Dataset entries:
PR #7903, opened 2022-02-16
cmake: improve ffmpeg/boost detection

voidanix:


voidanix:
Closing because this was mostly centered around Linux distros that do not support `BoostConfig.cmake`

→ **HOW TO COMPLETE THIS TASK**: Copy all lines of the preceding data that hold the word "cmake".

→ **SOLUTION FOR THIS PROBLEM**:
cmake: improve ffmpeg/boost detection
Closing because this was mostly centered around Linux distros that do not support `BoostConfig.cmake`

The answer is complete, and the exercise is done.